It's a bit like SMaSH beers - I've been there, done that for education, and even Citra is a hop, which I love, but I'm not fond of without some sort of backup. It's more the one-dimensionality of one hop APA/AIPA.

Whereas for an English Ale - great to one hop beers. I reckon an early addition of Cascade would suit it, with a Willamette backup - just a small bit later on.


----------



## Liam_snorkel (10/7/14)

This thread has got me planning a brew with the epic pale ale schedule with cascade flowers (got a big bag taunting me from inside the fridge) and an English ale yeast.


----------



## Donske (10/7/14)

Liam_snorkel said:


> This thread has got me planning a brew with the epic pale ale schedule with cascade flowers (got a big bag taunting me from inside the fridge) and an English ale yeast.



It's convinced me to go back to Cascade for my pale next time around, I've been using Chinook recently (another hop that really holds it own in a pale if used with a gentle touch).


----------



## Mardoo (10/7/14)

I just did a couple brews with a blend of US, NZ and Oz Cascade. (Thanks to Yob for the NZ and Oz flowers!) I'm really liking them, although they're still young. We'll see once they're fully conditioned, but I'm hoping to get some of each of the different flavor profiles.

ATM I'd describe the US as citrus/dank, the NZ as more fruity floral with a touch of vanilla, and the Oz as somewhere in the vicinity of a citrusy pineapple. I didn't really find the NZ to be that tropical at all, thankfully. I'm not a huge fan of tropical fruit hop flavors (read: passionfruit).


----------



## stakka82 (10/7/14)

How are you able to discern the differences if they're being used in a blend?


----------



## Lord Raja Goomba I (10/7/14)

I reckon it is more citrusy (though I've only used US) if combined with Citra and makes Citra more tropical and stonefruity than normal. Great combo.
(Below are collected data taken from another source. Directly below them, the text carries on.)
PR #818, opened 2026-09-20
mra: the rest-of-crystal operator, a lattice sum that excludes the home cell

evaleev:
## The rest-of-crystal operator

`OperatorInfo::images_only = true` builds a `SeparatedConvolution` that is the lattice sum with the home cell (L = 0) removed. Removing one lattice vector is not "drop R = 0 on every axis": that would also drop every image with a zero component, and for a chain periodic along z the only images at all are (0,0,n). The operator is instead a sum over the 2^p − 1 nonzero bit patterns of the p lattice-summed axes; in each pattern an axis whose bit is set sums R ≠ 0 and one whose bit is clear takes R = 0 only (`LatticeImages::{all, exclude_home, home_only}` on `Convolution1D`). Term by term the fit is the one the full lattice sum uses, so `full == home + images` holds exactly with the same fit and nothing cancels. Rank is (2^p − 1) × the fit's. `lattice_summed()` is unchanged, so the displacements stay on the non-periodic domain.

**Why.** MPQC forms the periodic Coulomb correction as V − V⁰: two full applies on the cuspy total charge density, whose difference is ~1e-11 for an isolated system, so neither input can be loosened (10× looser on one side moves the energy 3e-6). Built directly, the images potential is smooth and long-range, and the home-cell potential can then be split by density: the nuclear part is cached and only the smooth electronic density is applied per iteration.

Two things have to be handled for the identity to survive an infinite lattice sum and a non-cubic cell:

1. **Dropped low-exponent tail.** An infinite sum drops the fit's Gaussians with exponent < 0.25/L² (their lattice sum is a gauge constant). Their home-cell part is not flat, and a home operator built from the full fit keeps it. The images operator appends the dropped terms as home-only factors with negated coefficients, so it is exactly (lattice sum as computed) − (home cell with the full kernel). `make_coeff_for_operator` returns the tail alongside the kept fit. Without this the H10 chain (L = 18, 15 dropped terms) showed a uniform −3.7e-5 shift of every orbital energy.

2. **Shell-decay stop in `do_apply`.** The apply stops sweeping displacements at the first shell that contributes nothing, assuming a kernel that decays away from the source. The images kernel vanishes near the source and turns on near the lattice images; for a source 1.8 bohr from the periodic face of a 100×100×18 cell the empty short-axis shells ended the sweep before the wrapped displacement carrying the nearest-image interaction. The loss is exactly-empty blocks, hence independent of the threshold, of bmax and of the number of images, and it grows with the transverse size because long-axis shells sort later (identity residual 2.5e-3 in that cell vs 1e-7 in 18³; fit term 42 lost 4 % of its images potential). The kernel is translation-invariant but not lattice-periodic, so the wrapped displacement l − 2ⁿ is not equivalent to l as the lattice-modulated shells assume. `SeparatedConvolution::screen_by_shell_decay()` is false for `images_only`; `do_apply` then sweeps `get_disp_active(n)` — the displacements with a nonzero block at that level, built once per level and ordered by decreasing block norm (source-independent in the NS form) — and stops at the first displacement whose contribution is negligible for the source at hand. No assumption about how the kernel decays in space, exactly the blocks of a full sweep (identity residuals unchanged to the last digit), and cheap: on the 35 M-coefficient chain density the images apply is 1–3 s against 12–15 s for the home-cell operator. Other operators are untouched.

## Test

`test_images_operator` (short): `full == home + images` to 20·thresh for periodic-z N = 2 (1 pattern), periodic-xyz N = 1 (7 patterns), both with infinite range (kept rank 50 + 21 dropped → 71 and 371), plus the non-cubic near-face case (residual 3.1e-5 at thresh 1e-6, the displacement-reach floor that `full` and `home` share in that cell). `testsuite` passes.

## Validation in MPQC (z820, mode 1, eps 1e-6, Γ, LDA)

| | V − V⁰ | V^home + V^images |
|---|---|---|
| H10 isolated, 400³ cell: E | −5.5759481699316 | −5.5759481699342 |
| potential build / iter | 4.1 + 4.4 s | 0.56 + 0.22 s |
| H10 chain, period 18, 100×100×18: E | −5.6399995290 | −5.6399967565 |
| potential build / iter | 19.3 + 19.8 s | 1.81 + 1.42 s |
| wall, 20 iterations | 38:11 | 24:50 |

The remaining 2.8e-6 on the chain is at the level of the threshold-independent `bmax` reach floor of the apply in a 5.6:1 cell (free-space and lattice-summed potentials are both ~1e-4 off the analytic result there, cured by bmax 6–8), so at that level the two formulations disagree with each other rather than one with a reference.

https://claude.ai/code/session_01QSnAdQMbxZYShH9kLUjN1p


JonathonMisiewicz:
On my review list.

src/madness/mra/funcimpl.h
```diff
@@ -5123,6 +5123,9 @@ template<size_t NDIM>
             int nused = 1;  // Counts #used at each distance
             std::optional<double> real_last_distsq;
             std::optional<std::uint64_t> lattice_last_distsq;
+            // the shell-wise stop below assumes a kernel that decays away from the source; an operator
+            // whose kernel does not (the rest-of-crystal operator) opts out and sweeps every displacement
```
JonathonMisiewicz: I'd recommend specifying that rest-of-crystal operator _eventually_ decays monotonically, to make the use case clearly. We're not working with completely lawless operators.

src/madness/mra/funcimpl.h
```diff
@@ -5148,6 +5151,10 @@ template<size_t NDIM>
             for (const auto& displacement: displacements) {
               if (skip_predicate(displacement)) continue;
 
+              // without the shell-decay stop the list is ordered by decreasing block norm (get_disp_active),
```
JonathonMisiewicz: Could we possibly add a test that if we take an operator that normally does have shell stop and use this alternate ordering, we get the same result, but less efficiently?

JonathonMisiewicz:
I'm thrilled to see this PR! I had the rough idea a while ago but thought that the (2^p - 1) factor would make the computational expense prohibitive, so it wouldn't be worth the development effort.

Can you offer some brief comments on why we see the time reduction in the 1D case, and give some comparative timing benchmarks for the 2D case?

JonathonMisiewicz (commented):
Probably will have some more to add before long, figured I might as well post these now.

src/madness/mra/operatorinfo.h
```diff
@@ -68,6 +68,10 @@ struct OperatorInfo {
     std::vector<KernelRange> range = std::vector<KernelRange>(6);
     bool debug=false;
     std::optional<bool> truncate_lowexp_gaussians;  // if given, overrides the default for whether to truncate low-exponent gaussians
+    /// lattice-summed kernels only: sum over the images and exclude the home cell (L = 0),
```
JonathonMisiewicz: These are all relevant facts, but don't belong in this comment right above `images_only`. Simply specifying what parts of this comment apply when `images_only = true` would be very helpful.

src/madness/mra/convolution1d.h
```diff
@@ -255,6 +255,19 @@ namespace madness {
     /// interface for 1 term and for 1 dimension;
     /// the actual data are kept in ConvolutionData1D
     /// Derived classes must implement rnlp, issmall, natural_level
+    /// Which lattice translations a lattice-summed 1D kernel includes
```
JonathonMisiewicz:
```suggestion
    /// Derived classes must implement rnlp, issmall, natural_level,
    /// and which lattice translations a lattice-summed 1D kernel includes
```

src/madness/mra/operator.h
```diff
@@ -261,12 +279,33 @@ namespace madness {
             }
             // WARNING: discardG0 = true ignores the coefficients of truncated
             //          terms
+            // deep copies: Tensor assignment shares the buffer, and the truncation may edit
+            // coefficients in place (#820's truncate_mixed_expansion folds the tail into
```
JonathonMisiewicz:
```suggestion
            // coefficients in place (truncate_mixed_expansion folds the tail into
```
Mention of 820 is useful now, won't be useful later. Which reminds me - we should explicitly check that my folding doesn't cause a problem for this PR, if you haven't already.

src/madness/mra/funcimpl.h
evaleev: Done (2b651ca41): the comment now says the rest-of-crystal kernel decays monotonically only beyond the nearest image — it vanishes near the source — and points at get_disp_active() for what such an operator visits instead. Same wording on screen_by_shell_decay().

src/madness/mra/funcimpl.h
evaleev: Added (2b651ca41): SeparatedConvolution::set_screen_by_shell_decay(bool) overrides the default, and test_images_operator applies the free-space Coulomb operator both ways to the near-face density in the 100x100x18 cell: |difference| = 1.5e-14, 0.34 s through the norm-ordered visit vs 0.29 s with the shell stop. So: same result, only slower, as you predicted.

src/madness/mra/operatorinfo.h
evaleev: Cut to two lines (2b651ca41): what the flag does, and where the mechanics live (SeparatedConvolution::initialize_images_only).

src/madness/mra/convolution1d.h
evaleev: The real problem was placement: the enum and its doc had landed between Convolution1D's own doc comment and the class, so Doxygen and readers saw the two glued together. Moved the enum (with its doc) above Convolution1D's comment (2b651ca41); the "Derived classes must implement …" sentence is back to its own paragraph.

src/madness/mra/operator.h
evaleev: Reference dropped (2b651ca41). And yes, checked directly: the branch is now rebased on master with #820 in, so the two infinite-range identity cases run on top of truncate_mixed_expansion's folding — |full − home − images| = 7.3e-7 with full rank 61 and images 61 + 11 (the 11 are the terms by which the folded fit differs from the full one, on the full fit's exponents; the tail is computed as that difference, with deep copies since Tensor assignment shares the buffer and the folding edits in place). The rank check in the test became a range for the same reason.

evaleev:
Thanks — and the 2D question was the right one to ask: the first answer I had for it was not good, and fixing that is now in the PR.

**Why it is cheap.** Your intuition names the right terms with the roles swapped. The cost of a lattice-summed apply sits at the fine levels of the cuspy total density, and there only the *sharp* fit terms have non-empty blocks. For the images operator those terms' factors on a periodic axis exclude R = 0, so their only non-negligible blocks are at the wrapped displacements that reach a neighbouring image; every other block is empty (`issmall`) and the term is skipped for that node. The *diffuse* terms survive, but they act at the coarse levels, where there are few nodes. What is left is a coarse-level apply plus a thin skin at the periodic faces — and that holds for any number of periodic axes: with p axes the rank is (2^p − 1)× the fit's, but every pattern excludes the home cell along at least one axis, so the sharp terms vanish at fine levels in every pattern.

**What 2D exposed.** The norm-ordered visit is source-independent, and in 2D most of its large entries are wrapped displacements — blocks that matter for a source next to a face and land outside the cell for everyone else. A far-from-face node walked thousands of them per level and rejected each by validity, so the images apply was nearly as expensive as the lattice sum (73 s vs 85 s). `get_disp_active()` now groups the list by wrap pattern, each group carrying the box of sources that can reach at least one member, and `do_apply` skips the groups a source cannot reach (2b651ca41). Away from the faces only the unwrapped group is visited, which at fine levels is empty for this kernel.

**Numbers** (10-cusp neutral chain, eps 1e-6, mode 1, 8 threads; "cold" includes the one-time 1D operator setup at the wrapped displacements, "warm" is the per-apply cost an SCF pays each iteration):

| cell | p | ranks full / home / images | full | home | images cold / warm |
|---|---|---|---|---|---|
| 100×100×18, periodic z | 1 | 75 / 87 / 88 | 14.5 s | 14.7 s | 6.4 / **0.56 s** |
| 18×18×100, periodic xy | 2 | 74 / 86 / 235 | 69 s | 69 s | 2.3 / **2.9 s** |
| 18³, periodic xyz | 3 | 56 / 83 / 419 | 3.8 s | 3.2 s | 1.3 / **0.22 s** |
| 100×100×18, a cusp on the face | 1 | | 14.5 s | 14.4 s | 6.4 / **0.84 s** |

The last row is a case Ed raised: a nucleus on a facet is projected as two halves on the two faces, whose nearest-image interaction is at distance zero, so the images kernel is singular there and its short-range blocks are applied at every level near that face. It costs 50 % more than a chain inside the cell, not an order of magnitude, and the periodized chain's lattice-summed potential agrees with the free-space reference to 1.3e-4 (the isotropic displacement-reach floor in a 5.6:1 cell, which is #819's subject). A test for it is in (052ef4030).

evaleev:
@robertjharrison you probably want to glance at this also since this introduces yet another operator kernel ... but worth it since it greatly simplifies periodic case by splitting intra-cell interactions (which necessarily include self-interaction that requires careful handling, via "exchange" computation for smooth densities and mundane exclusion of self-pairing for point-like charges) from inter-cell interactions (small and rapidly-decaying except near the periodic boundaries).

PR #819, opened 2026-09-21
mra: make the reach of the displacement sweep isotropic in real space

evaleev:
## The reach of the displacement sweep is isotropic in real space

A level-n block of the nonstandard apply carries the kernel's roughness at the scale of the level-n box. `do_apply` visits displacements up to `bmax` boxes (4 in 3D) and leaves the rest to coarser levels, on the assumption that roughness decays fast with distance. In a non-cubic cell that assumption holds per axis only: a fit term that is rough along the long axis (width ≈ the long box) is smooth along a short axis and spans (long box)/(short box) boxes there, so its level-n block stays O(1) out to that many boxes — and no coarser level can supply it, because none can represent the long-axis roughness. The isotropic `bmax = 4` drops those blocks for good, a threshold-independent bias. (`bmax_default()` already said so: "the decision to have bmax be isotropic is only valid for hypercubes".)

Measured, free-space Coulomb potential of a neutral chain in a 100×100×18 cell at eps 1e-6: 1.3e-4 off the analytic result (1e-5 in the 18³ cell), unchanged at eps 1e-7, 1e-5 once the short axis reaches 4 long boxes.

`Displacements` now builds its lists with a per-axis reach `bmax_d = ⌈bmax_default · w_max / w_d⌉` — `bmax_default` on every axis of a cube, (4, 4, 23) in the cell above — and rebuilds them when `set_width()` changes the shape (a pure reorder when it does not). `make_disp` loses its hand-written per-dimension loops for an `IndexIterator` over per-axis extents; `make_disp_periodic` builds its wrapped translations per axis. The extra displacements are only ever norm-checked: for a decaying kernel the shell-wise stop ends the sweep at the same real distance as before. Cubic results are unchanged bit for bit; `testsuite` passes.

**Cost.** Lists 729 → 3807 (standard) and 1377 → 7533 (periodic, n = 6) in the 5.6:1 cell; the apply on a 35 M-coefficient density took 2 % longer, MPQC's per-iteration potential build on the H10 chain 6 %. Operators that cannot use the shell stop (the rest-of-crystal operator of #818) sweep their own norm-ordered list, so they are not affected by the list length.

**Test.** `test_anisotropic_reach` (short, 7 s): the Coulomb potential of five neutral blobs spanning 13 of the 18 bohr of the short axis against the analytic result — 1.2e-5 in 100×100×18 (5.8e-5 with the isotropic reach, which fails the 25·eps bound) and 5.2e-6 in 18³.

**Effect on applications.** MPQC syncs the displacement *ordering* to the cell (`math/mra/context.cpp`) but had no way to change the reach, so every non-cubic-cell MRA calculation so far carried this bias. On the H10 chain (period 18, 100×100×18, Γ, LDA, mode 1, eps 1e-6) the total energy moves by −1.04e-4 Ha, in both the V − V⁰ and the V^home + V^images formulation of the periodic potential; with the bias gone the two agree to 1.5e-7 Ha (they differed by 2.8e-6 before).

Independent of #818; either merge order is clean.

https://claude.ai/code/session_01QSnAdQMbxZYShH9kLUjN1p


JonathonMisiewicz:
It's intuitive to me that we want having the covered bmax be isotropic in real space. The comments, once again, baffle me:

I don't understand this language of "sweep" and "carrying the kernel's roughness." It's this idea of roughness that confuses me most. This idea of "a fit term that is rough along the long axis" confuses me. Our operators are all represented as linear combination of operators. True, some are singular, and those can only be approximated to finite precision, but those all have short-range roughness, not long-range (think 1/r). I don't know what long-range roughness of a single fit term it's talking about. How can a _gaussian_ be rough?!

evaleev:
Fair — both words were shorthand, and the comments now say the precise thing (9ecf232f1, description updated too).

**"Sweep"** = the loop in `FunctionImpl::do_apply` over the displacement list for one source node at level n: for each displacement l it applies the level-n non-standard block and accumulates into the node l boxes away. `bmax` bounds |l_d| in that list.

**"Rough"** was shorthand for *unresolved at level n on that axis*. In the non-standard form the operator acts at level n only through the blocks that involve a level-n wavelet — (d|s), (s|d), (d|d); the (s|s) block is the parent's. For a 1D Gaussian factor e^{−a x²} on boxes of width h those blocks scale like (a h²)^{k/2} while a h² ≪ 1 (wavelets are orthogonal to polynomials of degree < k) and are O(1) once a h² ≳ 1, i.e. once the Gaussian is narrow compared with the box. So a Gaussian is never rough in your sense; it is or isn't resolved at a given level, and in a non-cubic cell that is an axis-dependent statement because h differs per axis.

That is the whole mechanism: a term with a h_x² ≈ 1 on the long axis has a h_z² ≈ a h_x² (h_z/h_x)² ≪ 1 on the short one, so its (d_x|s_y|s_z) block is O(1) in x and decays along z only as the (s|s) matrix element, e^{−a (l_z h_z)²} — O(1) out to |l_z| ≈ h_x/h_z boxes, 5.6 in the 100×100×18 cell, beyond an isotropic `bmax = 4`. No other level contains that block, since a level-n wavelet is orthogonal to every coarser scaling function, so the loss is a threshold-independent bias (1.3e-4 in the potential there; 1e-5 with the per-axis bound). The relevant distance is the term's width 1/√a, isotropic in real space, hence `bmax_d ∝ 1/h_d`.

robertjharrison:
@evaleev @JonathonMisiewicz Note also the ability to apply derivatives of Gaussians with different (m=0,1,2) orders in different directions.  These kernels introduce anisotropy even in a cubic cell and also are non-monotonic until x>1/sqrt(2a) for the first derivative and x>sqrt(3/2a) for the second derivative.  Suggest you include testopdir in your testing if not already included.

evaleev:
> non-monotonic until x>1/sqrt(2a) for the first derivative and x>sqrt(3/2a) for the second derivative...

@robertjharrison nonmonotonicity is harder than the rest. How is nonmonotonic decay currently handled?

Even better with a small early bittering and some Chinook late to give some pine cone woodiness to offset the fruit salad.


----------



## Donske (10/7/14)

Lord Raja Goomba I said:


> I reckon it is more citrusy (though I've only used US) if combined with Citra and makes Citra more tropical and stonefruity than normal. Great combo.
> 
> Even better with a small early bittering and some Chinook late to give some pine cone woodiness to offset the fruit salad.



Another really great combo is 10 IBUs of neutral hop at 60, 5 to 10 IBUs of Chinook at 15, equal parts US Cascade and Riwaka at 5 or whirlpool to get up to 40/45 IBUs total.

I really need to find somewhere to get pounds of Riwaka, The 90g limit from Craft Brewer doesn't stretch far enough doing doubles.


----------



## Mardoo (10/7/14)

stakka82 said:


> How are you able to discern the differences if they're being used in a blend?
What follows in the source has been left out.